Task instructions
Go through the lines below and copy any that hold the string "while".

[Opening The data section]

Issue #172, opened 2020-08-22
Out of memory on Cori nodes


ercius:
Getting out of memory issue on Cori when counting 163 GB (512x512) sized scan.  Using 20 threads the nnode runs out of memory. Using 15 threads is successful.

Same problem with 20 threads when using `gain=None` and `gain=np.ones((576,576),dtype=np.float32)`

Would be good to check the dtype used in memory for different options:
- [ ] No gain and no dark
- [ ] Dark, no gain
- [ ] Gain and dark

cjh1:
You mentioned that this is with `VERSION4`, is this correct?  

So in the case of the first two that data will be treated as `uint16`, only the introduction of the gain will push the size to `float32`. In the case of subtracting the dark reference, we statically cast back to `unit16` ( truncate ) which may or may not be the right think to do? However, this is what we have been doing from the start. We have an issue that we will work on next to accept `float32` for the dark reference as well.

So in terms of the out of memory issue. If this is running on a knl node we have 96gb to play with. The main memory usage for the threaded reader is to cache the partial frames as they reconstructed ( they are removed from the cache and counted once they are complete ). So there are a couple of things that could cause problems in terms of the dataset. If there is large loss ( lots of partial frames ) or if the frame quadrants are for some reason jumbled across the multiple files ( as in we have to maintain a lot of partial frames for the entire read ). How many files is this data set spread across? In general more threads is also going to increase the memory usage as you are seeing.

ercius:
> You mentioned that this is with VERSION4, is this correct?

Yes. And if that makes a difference then we should not bother fixing this. I'm only interested in VERSION5 going forward. I was using an older experiment as an example of a folder full of data that was not fully analyzed and Im testing submitting many counting jobs at once.

>So in the case of the first two that data will be treated as uint16, only the introduction of the gain will push the size to float32. In the case of subtracting the dark reference, we statically cast back to unit16 ( truncate ) which may or may not be the right think to do? However, this is what we have been doing from the start. 

Everything you describe here is what I would expect the code to do. I was getting the problem on Cori KNL nodes and not on mothership6. Probably one has more memory than the other.

> We have an issue that we will work on next to accept float32 for the dark reference as well.

I dont think there is any need for this. Dark can be uint16 and gain should be float32.

I think that the only thing I wanted to do with the dark was to have the input allow uint16. Right now I think it requires it to be float64 (default of np.zeros()). Sorry if I was not clear on that particular point.

[...]

PR #183, opened 2020-11-03
Release stream before processing frame

cjh1:
By holding on to the stream while processing a frame we were cause starvation of that stream. This caused the streams to be read unevenly cause the cache to grown as frames could not be reconstructed.

Fixes: #172

### DIFF
--- a/stempy/reader.cpp
+++ b/stempy/reader.cpp
@@ -770,25 +770,25 @@ void SectorStreamThreadedReader::initNumberOfThreads()
   }
 }
 
-bool SectorStreamThreadedReader::nextSectorStreamPair(
-  SectorStreamPair& sectorStreamPair)
+bool SectorStreamThreadedReader::nextStream(StreamQueueEntry& streamQueueEntry)
 {
   {
     std::unique_lock<std::mutex> queueLock(m_queueMutex);
     if (m_streamQueue.empty()) {
       return false;
     }
-    sectorStreamPair = m_streamQueue.front();
+    streamQueueEntry = m_streamQueue.top();
     m_streamQueue.pop();
   }
 
-  auto& stream = sectorStreamPair.first;
+  auto stream = streamQueueEntry.stream;
 
   auto c = stream->peek();
   // If we have reached the end close the stream and remove if from
   // the list.
   if (c == EOF) {
     stream->close();
+    std::unique_lock<std::mutex> streamsLock(m_streamsMutex);
     auto iter = m_streams.begin();
     while (iter != m_streams.end()) {
       if ((*iter).stream.get() == stream) {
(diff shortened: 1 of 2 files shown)


cjh1:
@ercius This should resolve  #172. I have built and pushed a image to cori to test with: 

```
openchemistry/stempy:debug
```

You shouldn't need to specify the number of threads, it all the threads available, which it will do be default.

cjh1:
@ercius I am able to count `ncemhub/4Dcamera/2020.10.05/data_scan0000000231` in about 4 minutes 20 seconds.

ercius:
Exciting! I will try this right away.

ercius:
I got a data set of 512x512 to count in about 513 seconds (8.5 minutes). In

I then tried the one you were using to test which finished in 289 seconds.
So, that other one just had more electrons.

Success!

It's about 4x slower than our local buffer, but we can count many say once.

Did you try a 1kx1k?

ercius:
I got a seg fault on a different data set. I dont have time to look into it right now. Ill run it again tomorrow and make sure I didnt make weird mistake (like providing non-data files to the reader).

ercius:
It was bothering me and I looked at it anyway. I re-ran the code and it **worked fine.** Not sure why. False alarm most likely.

cjh1:
@ercius Didn't try a 1k x 1k will be interested in how it performs, as I think with full number of thread on a knl node we have extra capacity that would get used in that case. If you see the seg fault again let me known, it could well be a timing issue that you only see sometimes, given the number of threads we are now using.

psavery (approved):
LGTM

ercius:
@cjh1 Unfortunately, the 1kx1k scan I tried to count ran out of memory before finishing. Im not sure how far it got before quitting.

cjh1:
@ercius Can you point me to the dataset and I will take a look.

ercius:
2020.06.24/data_scan000000051_*.data

I ran it from my scratch. It ran for a while (longer than it used to run before your fix) but still overwhelmed the memory. I hope I was using the correct image (stempy:debug)

cjh1:
@ercius I have the data stage, but it appears cori is "Degraded" at the moment so I can run any jobs ...

ercius:
I hope we can get back to it soon. Getting this to work would be excellent.

cjh1:
Just a quite update on this. I have made some good progress. I can now count the scan without running out of memory. However, it appear to running out of memory when I copy the counts back to python. I need to do a little more investigation and may be some rework on the python side.

cjh1:
@ercius We have made some fixes and improvements, we are now about to count that dataset without running out of memory on cori. I have updated the test image (`openchemistry/stempy:debug`).

psavery (approved):
LGTM

ercius:
@cjh1 

> we are now about to count that dataset

How did the counting of the large dataset go? I can try it as well on a couple other ones when I get a chance.

cjh1:
@ercius Sorry we are able the count that data set now, it took about 15 minutes. It would be good to try with a couple of other datasets as well.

[Closing The data section]

Answer for this exercise
By holding on to the stream while processing a frame we were cause starvation of that stream. This caused the streams to be read unevenly cause the cache to grown as frames could not be reconstructed.
     while (iter != m_streams.end()) {
I ran it from my scratch. It ran for a while (longer than it used to run before your fix) but still overwhelmed the memory. I hope I was using the correct image (stempy:debug)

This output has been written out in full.